Time series forecast. Probability of forecasted value exceeding a threshold value?

#1
OK. Let's say that I have several years of monthly sales data. How would I go about finding the probability that monthly sales, three months in the future, will exceed a threshold value?

Is this something that's commonly done? I spent some time searching on the internet for this, but haven't found anything. Maybe, I'm not describing what I want properly or something.

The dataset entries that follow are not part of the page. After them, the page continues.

Issue #7412, opened 2021-11-22
Add support to rotate inputs by 90 degrees counter-clockwise


Reichmann-M:
It would be very useful to add support to the above mentioned feature.
Because if you want to emulate a single joy con (e.g. the left one) by using a DS4 / XBOX controller you awkwardly have to physically rotate your controller in your hands by 90 degrees to correctly use the single joy con in games they require it. (e.g. Super Mario Party).

Yes, you can remap all the buttons by 90 degrees. Unfortunately, you cannot remap every direction of the analog sticks. And the "invert axis" functionality only swaps the axes.

Dolphin has a checkmark for "horizontal holding" for the wiimote.
Thank you in advance :)

v1993:
This sounds pretty useful indeed. As an additional feature, correctly translating motion would also be nice.

On the hand, "invert axis" should be functioning properly, that sounds like a separate bug.

Reichmann-M:
With some trial and error by editing an input config it now works:

`lstick\default=false
lstick="axis_x:1,engine:sdl,invert_x:-,port:0,guid:030000005e0400008e02000000007801,range:0.950000,pad:0,threshold:0.500000,axis_y:0,deadzone:0.150000"`

But it would still be better to have an extra button in settings.

german77:
If you map your sticks inverted (up then left) they will be swapped.

Reichmann-M:
> With some trial and error by editing an input config it now works:
> 
> `lstick\default=false lstick="axis_x:1,engine:sdl,invert_x:-,port:0,guid:030000005e0400008e02000000007801,range:0.950000,pad:0,threshold:0.500000,axis_y:0,deadzone:0.150000"`
> 
> But it would still be better to have an extra button in settings.

This is actually not correct. This is exactly the opposite way...

The right code is here:

`lstick\default=false
lstick="engine:sdl,axis_x:1,port:0,invert_x:+,guid:030000005e0400008e02000000007801,axis_y:0,offset_x:-0.000000,offset_y:-0.000031,invert_y:-"`

Papaj-kremufka:
how do i use the code

german77:
I'm aware. The reason it's pretty simple. When you rotate by 90° the Y axis ends up facing left instead of right. This means the x axis needs to be inverted to be mapped properly.
![image](https://user-images.githubusercontent.com/5944268/156800962-1a2ddfe2-4dd9-4d18-acd2-a9fff3f472c9.png)

PR #7978, opened 2022-03-04
input_common: Map sticks correctly when mapped sideways

german77:
Some people like to use single joycons and not turning their xbox controller sideways. Originally trying to manually map a controller in this configuration resulted in inverted axis that had some extra steps to get it working properly.

This PR adds the necessary logic to correct the axis direction to ensure it always goes to where you want it to go.

solves #7412

### DIFF
--- a/src/input_common/drivers/sdl_driver.cpp
+++ b/src/input_common/drivers/sdl_driver.cpp
@@ -934,4 +934,37 @@ u8 SDLDriver::GetHatButtonId(const std::string& direction_name) const {
     return direction;
 }
 
+bool SDLDriver::IsStickInverted(const Common::ParamPackage& params) {
+    if (!params.Has("guid") || !params.Has("port")) {
+        return false;
+    }
+    const auto joystick = GetSDLJoystickByGUID(params.Get("guid", ""), params.Get("port", 0));
+    if (joystick == nullptr) {
+        return false;
+    }
+    auto* controller = joystick->GetSDLGameController();
+    if (controller == nullptr) {
+        return false;
+    }
+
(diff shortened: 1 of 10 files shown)


src/input_common/drivers/sdl_driver.cpp
```diff
@@ -259,6 +259,20 @@ std::shared_ptr<SDLJoystick> SDLDriver::GetSDLJoystickByGUID(const std::string&
     return joystick_map[guid].emplace_back(std::move(joystick));
 }
 
+std::shared_ptr<SDLJoystick> SDLDriver::GetSDLJoystickByGUID(const std::string& guid,
+                                                             int port) const {
+    const auto it = joystick_map.find(guid);
```
lioncash, line 264: Shouldn't the mutex for the joystick map be locked before accessing it?

src/input_common/drivers/sdl_driver.h
```diff
@@ -47,6 +47,7 @@ class SDLDriver : public InputEngine {
      * tie it to a SDLJoystick with the same guid and that port
      */
     std::shared_ptr<SDLJoystick> GetSDLJoystickByGUID(const std::string& guid, int port);
+    std::shared_ptr<SDLJoystick> GetSDLJoystickByGUID(const std::string& guid, int port) const;
```
lioncash, line 50: I'd strongly suggest renaming one of these to something else, since one creates the joystick if it doesn't exist and the other one doesn't, so the behavior isn't exactly consistent between the two.

bunnei (approved):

In any case, if anyone has any references, examples, etc. on this, I'd love to check it out. Thanks.
 

staassis

Active Member
#2
Re: Time series forecast. Probability of forecasted value exceeding a threshold value

Several years of monthly data is too little for accurate estimation of tail probabilities (probabilities of exceeding or going under certain thresholds). In general, a statistically efficient approach would involve modeling the underlying process (sales) directly. You would use a time series model in which residuals are not normal but bootstrapped from the data. Incorporating the empirical (bootstrapped) distribution of the residuals would allow you capture the tails of the distribution more accurately... Then you could simulate the estimated model 100,000 times and estimate the probability of exceeding any threshold at any point in the future.

In your specific case, it is possible to estimate only very simple models, like

deterministic (non-)linear trend + AR(3) + bootrstrapped residual.

No point to try adding any stochastic volatility effects
 

Stu

New Member
#3
Re: Time series forecast. Probability of forecasted value exceeding a threshold value

This sounds a bit like simulation, or even worst-case scenario analysis. I like staassis's of using bootstrap.